What is required: The first line of the data below and every line after it, through the one with "The pill now", must be transcribed without change.

Input data:
PR #656, opened 2026-08-17
feat: show when order book filters are active

21Mill:
## Problem

The order book has five filters (fiat currency, payment method, premium/discount
range, reputation and account age), applied from the `OrderFilter` dialog. They
persist in memory for the whole session and stay applied when switching between
the BUY and SELL tabs, but the UI gave no hint that any of them were set: the
`FILTER` pill looked exactly the same with or without filters.

A user who forgot a filter was still applied saw fewer offers — or none at all —
and read it as missing liquidity on Mostro rather than as their own filtering.

## Solution

The pill now reflects the filter state:

- **No filters**: unchanged from today — grey pill, `FILTER │ N offers`.
- **Filters active**: Mostro green background, border, funnel icon (solid) and
  label, reading `FILTER (n)` with the number of active filters, plus an `✕`
  that clears all of them in a single tap without opening the dialog.

Filter pill: grey with no filters, green with FILTER (4) and a clear button

## Implementation notes

- `activeFilterCountProvider` counts filters whose state differs from their
  default, **reusing the exact predicates `filteredOrdersProvider` uses** to
  decide whether each filter block applies. That is the point that matters: if
  the two ever diverged, the pill would lie about what the list is showing.
- Those default values were duplicated in three places (provider declarations,
  the filtering guards, and the dialog's Clear button). They are now constants
  in `home_order_providers.dart`.
- The dialog's Clear button and the pill's `✕` share a single
  `clearAllOrderFilters` helper, so "no filters" has one definition.
- The `✕` lives outside the pill's main `InkWell` so tapping it resets the
  filters without also opening the dialog. It has a 40×40 touch target,
  a `Tooltip` and a `Semantics` label.
- The empty state (`noOrdersAvailable` / `tryChangingFilters`) is untouched.

## Localization

Adds `filterWithCount` and `clearFilters` to all six locales: en, es, it, fr,
de, pt.

## Testing

- New `test/features/home/home_order_providers_test.dart` — 14 tests covering
  each filter individually, range filters narrowed on only one bound, ranges
  restored to their defaults, several filters at once, and
  `clearAllOrderFilters`. All pass.
- `flutter analyze` — no new issues.
- Verified on a physical device (Nothing Phone 3a, Android): pill grey with no
  filters, green with `FILTER (4)`, and tapping `✕` cleared the filters, took
  the list from 2 to 3 offers and did **not** open the dialog.

## Summary by CodeRabbit

* **New Features**
  * Filter controls now show active filter counts and clearer visual states.
  * Added a convenient option to clear all order filters at once.
  * Filter actions are now accessible directly from the filter control.
* **Localization**
  * Added translated filter count and clear-filter labels in English, German, Spanish, French, Italian, and Portuguese.
* **Bug Fixes**
  * Resetting filters now consistently restores all default values.
  * Improved consistency when applying and clearing multiple filters.

### DIFF
--- a/lib/features/home/providers/home_order_providers.dart
+++ b/lib/features/home/providers/home_order_providers.dart
@@ -7,12 +7,63 @@ import 'package:mostro_mobile/shared/providers/order_repository_provider.dart';
 
 final homeOrderTypeProvider = StateProvider((ref) => OrderType.sell);
 
+// Default values for the order book filters. A filter is considered active
+// only when its state differs from these defaults.
+const double kDefaultRatingMin = 0.0;
+const double kDefaultRatingMax = 5.0;
+const double kDefaultPremiumMin = -10.0;
+const double kDefaultPremiumMax = 10.0;
+const int kDefaultMinDays = 0;
+
 // Filter state providers
 final currencyFilterProvider = StateProvider<List<String>>((ref) => []);
 final paymentMethodFilterProvider = StateProvider<List<String>>((ref) => []);
-final ratingFilterProvider = StateProvider<({double min, double max})>((ref) => (min: 0.0, max: 5.0));
-final premiumRangeFilterProvider = StateProvider<({double min, double max})>((ref) => (min: -10.0, max: 10.0));
-final minDaysFilterProvider = StateProvider<int>((ref) => 0);
+final ratingFilterProvider = StateProvider<({double min, double max})>(
+    (ref) => (min: kDefaultRatingMin, max: kDefaultRatingMax));
+final premiumRangeFilterProvider = StateProvider<({double min, double max})>(
+    (ref) => (min: kDefaultPremiumMin, max: kDefaultPremiumMax));
+final minDaysFilterProvider = StateProvider<int>((ref) => kDefaultMinDays);
+
+/// Number of filters that currently differ from their default value.
+///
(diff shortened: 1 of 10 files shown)


21Mill:
Applied both CodeRabbit nitpicks in 80e3602:

- The active-filter conditions now go through shared `_isMinDaysActive` / `_isRatingActive` / `_isPremiumActive` predicates, so `activeFilterCountProvider` and `filteredOrdersProvider` can no longer diverge.
- The premium and rating `RangeSlider`s take their bounds from the shared constants. The days `Slider` keeps its literals: its `20` has no constant and the value it receives is clamped, so the assertion risk does not apply there.

No behaviour change; `flutter analyze` clean and the filter provider tests pass.

21Mill:
Fixed in 768a858. The Clear button reset `minDays` to `kDefaultMinDays` but wrote `'0'` into the text field, so the two could disagree if the constant moved. Also applied the same change to the controller's initial text and to the fallback for unparseable input, which carried the same literal.

The days `Slider` keeps `min: 0.0, max: 20.0`: its `20` has no constant, so referencing one bound and hardcoding the other would not remove the divergence risk, and the value it receives is clamped.

Catrya (approved):
tACK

Written reply:
PR #656, opened 2026-08-17
feat: show when order book filters are active

21Mill:
## Problem

The order book has five filters (fiat currency, payment method, premium/discount
range, reputation and account age), applied from the `OrderFilter` dialog. They
persist in memory for the whole session and stay applied when switching between
the BUY and SELL tabs, but the UI gave no hint that any of them were set: the
`FILTER` pill looked exactly the same with or without filters.

A user who forgot a filter was still applied saw fewer offers — or none at all —
and read it as missing liquidity on Mostro rather than as their own filtering.

## Solution

The pill now reflects the filter state:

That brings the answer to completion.